* [Your task] Reproduce the data exactly. Omit no record.
### Dataset records
Issue #8865, opened 2021-01-02
Errors are not reported when starting a pod from the REST API


fstephany:
**Is this a BUG REPORT or FEATURE REQUEST? (leave only one on its own line)**

/kind bug

**Description**

Errors are not reported when starting a pod from the REST API. 

**Steps to reproduce the issue:**

1. Start a Pod using a port mapping (e.g., 8080:80).
2. Start another pod using the same port mapping as the previous one with the CLI. This result in an expected bind error:

```
$ podman pod start second-pod 
error starting container 47ab04855d52b81fc4245e4abb8a6f04933518e865d0aca695b65effc3193aee: rootlessport listen tcp 0.0.0.0:8080: bind: address already in use
Error: error starting container d6efdf7a7d2366e8af67deea417a98c3235fdcccbb8ecf99ca4babb23782e91c: a dependency of container d6efdf7a7d2366e8af67deea417a98c3235fdcccbb8ecf99ca4babb23782e91c failed to start: container state improper
```

3. Start a podman daemon:  ` $ podman system service -t 0 tcp:127.0.0.1:1234`
4. Try to start the same pod with the REST API:

```
$ curl -X POST -s 'http://localhost:1234/v2.0.0/libpod/pods/second-pod/start'
{"Errs":[{},{}],"Id":"3568556cd9b293a53f2ce3ff98d9bea58929a7f2ac41cebf575f958079dcf061"}
```

**Describe the results you received:**

The `Errs` property contains empty objects instead of the expected string (as described in [the reference](https://docs.podman.io/en/latest/_static/api.html#operation/startPod)).

**Output of `podman version`:**

Podman running on Fedora 33. 

```
$ podman version
Version:      2.2.1
API Version:  2.1.0
Go Version:   go1.15.5
Built:        Tue Dec  8 15:37:50 2020
OS/Arch:      linux/amd64
```

**Have you tested with the latest version of Podman and have you checked the Podman Troubleshooting Guide?**

No

rhatdan:
@jwhonce PTAL

baude:
we are getting a partial fail error back in this case.  but then we still return an OK.  That is easy to fix, but it also looks like the encoder is eating/throwing away the slice of errs.  i need @jwhonce to advise here and then fix should be easy.

PR #8917, opened 2021-01-08
Ensure that `podman play kube` actually reports errors

mheon:
In 2.2.x, we moved `play kube` to use the Start() API for pods, which reported errors in a different way (all containers are started in parallel, and then results reported as a block). The migration attempted to preserve compatibility by returning only one error, but that's not really a viable option as it can obscure the real reason that a pod is failing. Further, the code was not correctly handling the API's errors - Pod Start() will, on any container error, return a map of container ID to error populated for all container errors *and* return ErrPodPartialFail for overall error - the existing code did not handle the partial failure error and thus would never return container errors.

Refactor the `play kube` API to include a set of errors for containers in each pod, so we can return all errors that occurred to the frontend and print them for the user, and correct the backend code so container errors are actually forwarded.

### DIFF
--- a/pkg/domain/entities/play.go
+++ b/pkg/domain/entities/play.go
@@ -40,6 +40,9 @@ type PlayKubePod struct {
 	Containers []string
 	// Logs - non-fatal errors and log messages while processing.
 	Logs []string
+	// ContainerErrors - any errors that occurred while starting containers
+	// in the pod.
+	ContainerErrors []string
 }
 
 // PlayKubeReport contains the results of running play kube.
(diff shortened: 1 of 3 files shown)


mheon:

pkg/domain/entities/play.go
```diff
@@ -40,6 +40,9 @@ type PlayKubePod struct {
 	Containers []string
 	// Logs - non-fatal errors and log messages while processing.
 	Logs []string
+	// ContainerErrors - any errors that occurred while starting containers
+	// in the pod.
+	ContainerErrors []error
```
mheon, line 45: I'm deliberately keeping this separate from Logs, because Logs being set doesn't change exit code, and this does

rhatdan:
LGTM

pkg/domain/entities/play.go
Luap99: This will not work via remote for the same reason as https://github.com/containers/podman/issues/8865

mheon: Fixed

ashley-cui (commented):
LGTM

PR #10324, opened 2021-05-12
[NO TESTS NEEDED] Print "extracting" only on compressed file

ashley-cui:
We should only print "extracting compressed file" when the file is
actually compressed

[NO TESTS NEEDED] because its podman machine


rhatdan:
/approve
LGTM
######
* [Task solution]
Issue #8865, opened 2021-01-02
Errors are not reported when starting a pod from the REST API


fstephany:
**Is this a BUG REPORT or FEATURE REQUEST? (leave only one on its own line)**

/kind bug

**Description**

Errors are not reported when starting a pod from the REST API. 

**Steps to reproduce the issue:**

1. Start a Pod using a port mapping (e.g., 8080:80).
2. Start another pod using the same port mapping as the previous one with the CLI. This result in an expected bind error:

```
$ podman pod start second-pod 
error starting container 47ab04855d52b81fc4245e4abb8a6f04933518e865d0aca695b65effc3193aee: rootlessport listen tcp 0.0.0.0:8080: bind: address already in use
Error: error starting container d6efdf7a7d2366e8af67deea417a98c3235fdcccbb8ecf99ca4babb23782e91c: a dependency of container d6efdf7a7d2366e8af67deea417a98c3235fdcccbb8ecf99ca4babb23782e91c failed to start: container state improper
```

3. Start a podman daemon:  ` $ podman system service -t 0 tcp:127.0.0.1:1234`
4. Try to start the same pod with the REST API:

```
$ curl -X POST -s 'http://localhost:1234/v2.0.0/libpod/pods/second-pod/start'
{"Errs":[{},{}],"Id":"3568556cd9b293a53f2ce3ff98d9bea58929a7f2ac41cebf575f958079dcf061"}
```

**Describe the results you received:**

The `Errs` property contains empty objects instead of the expected string (as described in [the reference](https://docs.podman.io/en/latest/_static/api.html#operation/startPod)).

**Output of `podman version`:**

Podman running on Fedora 33. 

```
$ podman version
Version:      2.2.1
API Version:  2.1.0
Go Version:   go1.15.5
Built:        Tue Dec  8 15:37:50 2020
OS/Arch:      linux/amd64
```

**Have you tested with the latest version of Podman and have you checked the Podman Troubleshooting Guide?**

No

rhatdan:
@jwhonce PTAL

baude:
we are getting a partial fail error back in this case.  but then we still return an OK.  That is easy to fix, but it also looks like the encoder is eating/throwing away the slice of errs.  i need @jwhonce to advise here and then fix should be easy.

PR #8917, opened 2021-01-08
Ensure that `podman play kube` actually reports errors

mheon:
In 2.2.x, we moved `play kube` to use the Start() API for pods, which reported errors in a different way (all containers are started in parallel, and then results reported as a block). The migration attempted to preserve compatibility by returning only one error, but that's not really a viable option as it can obscure the real reason that a pod is failing. Further, the code was not correctly handling the API's errors - Pod Start() will, on any container error, return a map of container ID to error populated for all container errors *and* return ErrPodPartialFail for overall error - the existing code did not handle the partial failure error and thus would never return container errors.

Refactor the `play kube` API to include a set of errors for containers in each pod, so we can return all errors that occurred to the frontend and print them for the user, and correct the backend code so container errors are actually forwarded.

### DIFF
--- a/pkg/domain/entities/play.go
+++ b/pkg/domain/entities/play.go
@@ -40,6 +40,9 @@ type PlayKubePod struct {
 	Containers []string
 	// Logs - non-fatal errors and log messages while processing.
 	Logs []string
+	// ContainerErrors - any errors that occurred while starting containers
+	// in the pod.
+	ContainerErrors []string
 }
 
 // PlayKubeReport contains the results of running play kube.
(diff shortened: 1 of 3 files shown)


mheon:

pkg/domain/entities/play.go
```diff
@@ -40,6 +40,9 @@ type PlayKubePod struct {
 	Containers []string
 	// Logs - non-fatal errors and log messages while processing.
 	Logs []string
+	// ContainerErrors - any errors that occurred while starting containers
+	// in the pod.
+	ContainerErrors []error
```
mheon, line 45: I'm deliberately keeping this separate from Logs, because Logs being set doesn't change exit code, and this does

rhatdan:
LGTM

pkg/domain/entities/play.go
Luap99: This will not work via remote for the same reason as https://github.com/containers/podman/issues/8865

mheon: Fixed

ashley-cui (commented):
LGTM

PR #10324, opened 2021-05-12
[NO TESTS NEEDED] Print "extracting" only on compressed file

ashley-cui:
We should only print "extracting compressed file" when the file is
actually compressed

[NO TESTS NEEDED] because its podman machine


rhatdan:
/approve
LGTM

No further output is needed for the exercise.